_PROBLEM TO SOLVE_.
Please give the listing underneath again, exactly as shown.

◆ ◆ ◆ ◆

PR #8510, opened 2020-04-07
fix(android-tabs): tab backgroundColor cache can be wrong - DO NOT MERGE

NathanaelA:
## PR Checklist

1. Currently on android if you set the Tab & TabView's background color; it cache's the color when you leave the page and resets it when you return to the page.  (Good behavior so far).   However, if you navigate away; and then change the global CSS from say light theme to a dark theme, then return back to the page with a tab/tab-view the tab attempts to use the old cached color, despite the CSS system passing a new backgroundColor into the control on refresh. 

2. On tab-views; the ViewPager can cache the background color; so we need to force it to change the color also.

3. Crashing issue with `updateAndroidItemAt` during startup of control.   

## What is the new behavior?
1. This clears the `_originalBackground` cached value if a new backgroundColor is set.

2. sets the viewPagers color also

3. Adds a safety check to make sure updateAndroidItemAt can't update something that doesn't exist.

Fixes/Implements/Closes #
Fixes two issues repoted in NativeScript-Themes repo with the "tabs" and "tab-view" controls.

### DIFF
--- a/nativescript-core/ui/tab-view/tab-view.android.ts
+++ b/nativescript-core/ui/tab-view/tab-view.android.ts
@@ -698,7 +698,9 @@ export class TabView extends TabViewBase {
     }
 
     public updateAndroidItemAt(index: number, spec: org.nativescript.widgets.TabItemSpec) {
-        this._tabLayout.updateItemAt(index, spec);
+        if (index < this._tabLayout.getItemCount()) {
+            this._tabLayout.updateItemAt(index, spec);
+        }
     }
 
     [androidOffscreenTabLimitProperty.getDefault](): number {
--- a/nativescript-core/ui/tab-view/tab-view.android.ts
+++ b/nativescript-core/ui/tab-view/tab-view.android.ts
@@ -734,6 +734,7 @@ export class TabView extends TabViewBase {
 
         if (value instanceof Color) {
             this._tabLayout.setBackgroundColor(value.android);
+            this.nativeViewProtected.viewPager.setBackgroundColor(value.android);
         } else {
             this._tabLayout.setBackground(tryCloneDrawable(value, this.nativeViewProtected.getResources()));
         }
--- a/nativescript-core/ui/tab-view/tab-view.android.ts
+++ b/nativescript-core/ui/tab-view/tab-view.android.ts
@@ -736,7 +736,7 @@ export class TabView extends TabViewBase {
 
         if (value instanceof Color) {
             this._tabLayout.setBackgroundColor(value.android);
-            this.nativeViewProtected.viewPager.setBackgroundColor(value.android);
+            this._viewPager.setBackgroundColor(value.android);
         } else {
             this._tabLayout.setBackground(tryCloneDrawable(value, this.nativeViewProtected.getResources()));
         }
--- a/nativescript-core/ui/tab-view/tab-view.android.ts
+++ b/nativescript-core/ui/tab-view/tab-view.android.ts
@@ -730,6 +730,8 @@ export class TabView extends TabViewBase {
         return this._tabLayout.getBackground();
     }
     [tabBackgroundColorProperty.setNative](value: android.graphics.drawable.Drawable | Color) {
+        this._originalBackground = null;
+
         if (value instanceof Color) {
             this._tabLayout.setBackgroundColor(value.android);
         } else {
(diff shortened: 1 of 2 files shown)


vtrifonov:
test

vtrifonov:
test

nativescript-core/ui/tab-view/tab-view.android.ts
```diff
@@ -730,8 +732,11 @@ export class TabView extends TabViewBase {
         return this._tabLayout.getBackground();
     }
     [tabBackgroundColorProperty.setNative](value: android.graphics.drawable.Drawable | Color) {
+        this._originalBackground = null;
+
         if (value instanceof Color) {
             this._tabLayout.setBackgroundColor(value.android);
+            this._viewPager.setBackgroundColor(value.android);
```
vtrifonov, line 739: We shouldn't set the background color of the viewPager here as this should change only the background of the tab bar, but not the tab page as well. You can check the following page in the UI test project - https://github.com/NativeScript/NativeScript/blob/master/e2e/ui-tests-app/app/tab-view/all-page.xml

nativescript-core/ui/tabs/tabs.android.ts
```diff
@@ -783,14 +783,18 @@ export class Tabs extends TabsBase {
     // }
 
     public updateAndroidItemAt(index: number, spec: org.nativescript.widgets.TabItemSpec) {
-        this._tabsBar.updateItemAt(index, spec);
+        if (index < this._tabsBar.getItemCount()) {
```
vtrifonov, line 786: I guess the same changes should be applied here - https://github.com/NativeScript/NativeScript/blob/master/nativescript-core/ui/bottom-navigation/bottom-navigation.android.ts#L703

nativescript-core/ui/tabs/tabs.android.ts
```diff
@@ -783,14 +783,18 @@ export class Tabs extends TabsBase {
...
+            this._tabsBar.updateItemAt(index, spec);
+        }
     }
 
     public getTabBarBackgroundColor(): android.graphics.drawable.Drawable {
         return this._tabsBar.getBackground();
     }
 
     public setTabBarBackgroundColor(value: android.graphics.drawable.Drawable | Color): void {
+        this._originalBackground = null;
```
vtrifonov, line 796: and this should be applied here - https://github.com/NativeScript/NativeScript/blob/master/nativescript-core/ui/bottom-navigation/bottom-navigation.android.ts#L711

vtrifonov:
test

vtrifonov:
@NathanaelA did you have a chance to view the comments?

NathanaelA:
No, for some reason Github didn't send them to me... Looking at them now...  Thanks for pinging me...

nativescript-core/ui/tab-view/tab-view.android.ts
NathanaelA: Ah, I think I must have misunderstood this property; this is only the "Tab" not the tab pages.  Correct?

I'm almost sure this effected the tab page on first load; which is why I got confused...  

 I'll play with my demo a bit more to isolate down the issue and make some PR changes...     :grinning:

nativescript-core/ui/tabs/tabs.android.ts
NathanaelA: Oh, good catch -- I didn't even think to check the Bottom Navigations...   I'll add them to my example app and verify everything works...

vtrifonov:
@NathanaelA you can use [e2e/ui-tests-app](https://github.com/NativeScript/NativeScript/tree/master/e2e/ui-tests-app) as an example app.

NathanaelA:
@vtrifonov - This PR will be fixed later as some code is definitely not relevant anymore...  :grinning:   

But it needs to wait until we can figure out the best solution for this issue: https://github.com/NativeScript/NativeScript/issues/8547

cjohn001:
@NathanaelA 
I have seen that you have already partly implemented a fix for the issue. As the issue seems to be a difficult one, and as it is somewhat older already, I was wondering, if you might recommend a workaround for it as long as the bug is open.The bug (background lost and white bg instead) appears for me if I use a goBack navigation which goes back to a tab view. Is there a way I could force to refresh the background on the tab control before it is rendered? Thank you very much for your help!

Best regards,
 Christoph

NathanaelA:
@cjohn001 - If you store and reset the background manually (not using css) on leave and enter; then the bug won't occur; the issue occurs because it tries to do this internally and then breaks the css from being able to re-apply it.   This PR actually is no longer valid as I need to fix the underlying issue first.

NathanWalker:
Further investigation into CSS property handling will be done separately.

◆ ◆ ◆ ◆

_EXERCISE SOLUTION_.
PR #8510, opened 2020-04-07
fix(android-tabs): tab backgroundColor cache can be wrong - DO NOT MERGE

NathanaelA:
## PR Checklist

1. Currently on android if you set the Tab & TabView's background color; it cache's the color when you leave the page and resets it when you return to the page.  (Good behavior so far).   However, if you navigate away; and then change the global CSS from say light theme to a dark theme, then return back to the page with a tab/tab-view the tab attempts to use the old cached color, despite the CSS system passing a new backgroundColor into the control on refresh. 

2. On tab-views; the ViewPager can cache the background color; so we need to force it to change the color also.

3. Crashing issue with `updateAndroidItemAt` during startup of control.   

## What is the new behavior?
1. This clears the `_originalBackground` cached value if a new backgroundColor is set.

2. sets the viewPagers color also

3. Adds a safety check to make sure updateAndroidItemAt can't update something that doesn't exist.

Fixes/Implements/Closes #
Fixes two issues repoted in NativeScript-Themes repo with the "tabs" and "tab-view" controls.

### DIFF
--- a/nativescript-core/ui/tab-view/tab-view.android.ts
+++ b/nativescript-core/ui/tab-view/tab-view.android.ts
@@ -698,7 +698,9 @@ export class TabView extends TabViewBase {
     }
 
     public updateAndroidItemAt(index: number, spec: org.nativescript.widgets.TabItemSpec) {
-        this._tabLayout.updateItemAt(index, spec);
+        if (index < this._tabLayout.getItemCount()) {
+            this._tabLayout.updateItemAt(index, spec);
+        }
     }
 
     [androidOffscreenTabLimitProperty.getDefault](): number {
--- a/nativescript-core/ui/tab-view/tab-view.android.ts
+++ b/nativescript-core/ui/tab-view/tab-view.android.ts
@@ -734,6 +734,7 @@ export class TabView extends TabViewBase {
 
         if (value instanceof Color) {
             this._tabLayout.setBackgroundColor(value.android);
+            this.nativeViewProtected.viewPager.setBackgroundColor(value.android);
         } else {
             this._tabLayout.setBackground(tryCloneDrawable(value, this.nativeViewProtected.getResources()));
         }
--- a/nativescript-core/ui/tab-view/tab-view.android.ts
+++ b/nativescript-core/ui/tab-view/tab-view.android.ts
@@ -736,7 +736,7 @@ export class TabView extends TabViewBase {
 
         if (value instanceof Color) {
             this._tabLayout.setBackgroundColor(value.android);
-            this.nativeViewProtected.viewPager.setBackgroundColor(value.android);
+            this._viewPager.setBackgroundColor(value.android);
         } else {
             this._tabLayout.setBackground(tryCloneDrawable(value, this.nativeViewProtected.getResources()));
         }
--- a/nativescript-core/ui/tab-view/tab-view.android.ts
+++ b/nativescript-core/ui/tab-view/tab-view.android.ts
@@ -730,6 +730,8 @@ export class TabView extends TabViewBase {
         return this._tabLayout.getBackground();
     }
     [tabBackgroundColorProperty.setNative](value: android.graphics.drawable.Drawable | Color) {
+        this._originalBackground = null;
+
         if (value instanceof Color) {
             this._tabLayout.setBackgroundColor(value.android);
         } else {
(diff shortened: 1 of 2 files shown)


vtrifonov:
test

vtrifonov:
test

nativescript-core/ui/tab-view/tab-view.android.ts
```diff
@@ -730,8 +732,11 @@ export class TabView extends TabViewBase {
         return this._tabLayout.getBackground();
     }
     [tabBackgroundColorProperty.setNative](value: android.graphics.drawable.Drawable | Color) {
+        this._originalBackground = null;
+
         if (value instanceof Color) {
             this._tabLayout.setBackgroundColor(value.android);
+            this._viewPager.setBackgroundColor(value.android);
```
vtrifonov, line 739: We shouldn't set the background color of the viewPager here as this should change only the background of the tab bar, but not the tab page as well. You can check the following page in the UI test project - https://github.com/NativeScript/NativeScript/blob/master/e2e/ui-tests-app/app/tab-view/all-page.xml

nativescript-core/ui/tabs/tabs.android.ts
```diff
@@ -783,14 +783,18 @@ export class Tabs extends TabsBase {
     // }
 
     public updateAndroidItemAt(index: number, spec: org.nativescript.widgets.TabItemSpec) {
-        this._tabsBar.updateItemAt(index, spec);
+        if (index < this._tabsBar.getItemCount()) {
```
vtrifonov, line 786: I guess the same changes should be applied here - https://github.com/NativeScript/NativeScript/blob/master/nativescript-core/ui/bottom-navigation/bottom-navigation.android.ts#L703

nativescript-core/ui/tabs/tabs.android.ts
```diff
@@ -783,14 +783,18 @@ export class Tabs extends TabsBase {
...
+            this._tabsBar.updateItemAt(index, spec);
+        }
     }
 
     public getTabBarBackgroundColor(): android.graphics.drawable.Drawable {
         return this._tabsBar.getBackground();
     }
 
     public setTabBarBackgroundColor(value: android.graphics.drawable.Drawable | Color): void {
+        this._originalBackground = null;
```
vtrifonov, line 796: and this should be applied here - https://github.com/NativeScript/NativeScript/blob/master/nativescript-core/ui/bottom-navigation/bottom-navigation.android.ts#L711

vtrifonov:
test

vtrifonov:
@NathanaelA did you have a chance to view the comments?

NathanaelA:
No, for some reason Github didn't send them to me... Looking at them now...  Thanks for pinging me...

nativescript-core/ui/tab-view/tab-view.android.ts
NathanaelA: Ah, I think I must have misunderstood this property; this is only the "Tab" not the tab pages.  Correct?

I'm almost sure this effected the tab page on first load; which is why I got confused...  

 I'll play with my demo a bit more to isolate down the issue and make some PR changes...     :grinning:

nativescript-core/ui/tabs/tabs.android.ts
NathanaelA: Oh, good catch -- I didn't even think to check the Bottom Navigations...   I'll add them to my example app and verify everything works...

vtrifonov:
@NathanaelA you can use [e2e/ui-tests-app](https://github.com/NativeScript/NativeScript/tree/master/e2e/ui-tests-app) as an example app.

NathanaelA:
@vtrifonov - This PR will be fixed later as some code is definitely not relevant anymore...  :grinning:   

But it needs to wait until we can figure out the best solution for this issue: https://github.com/NativeScript/NativeScript/issues/8547

cjohn001:
@NathanaelA 
I have seen that you have already partly implemented a fix for the issue. As the issue seems to be a difficult one, and as it is somewhat older already, I was wondering, if you might recommend a workaround for it as long as the bug is open.The bug (background lost and white bg instead) appears for me if I use a goBack navigation which goes back to a tab view. Is there a way I could force to refresh the background on the tab control before it is rendered? Thank you very much for your help!

Best regards,
 Christoph

NathanaelA:
@cjohn001 - If you store and reset the background manually (not using css) on leave and enter; then the bug won't occur; the issue occurs because it tries to do this internally and then breaks the css from being able to re-apply it.   This PR actually is no longer valid as I need to fix the underlying issue first.

NathanWalker:
Further investigation into CSS property handling will be done separately.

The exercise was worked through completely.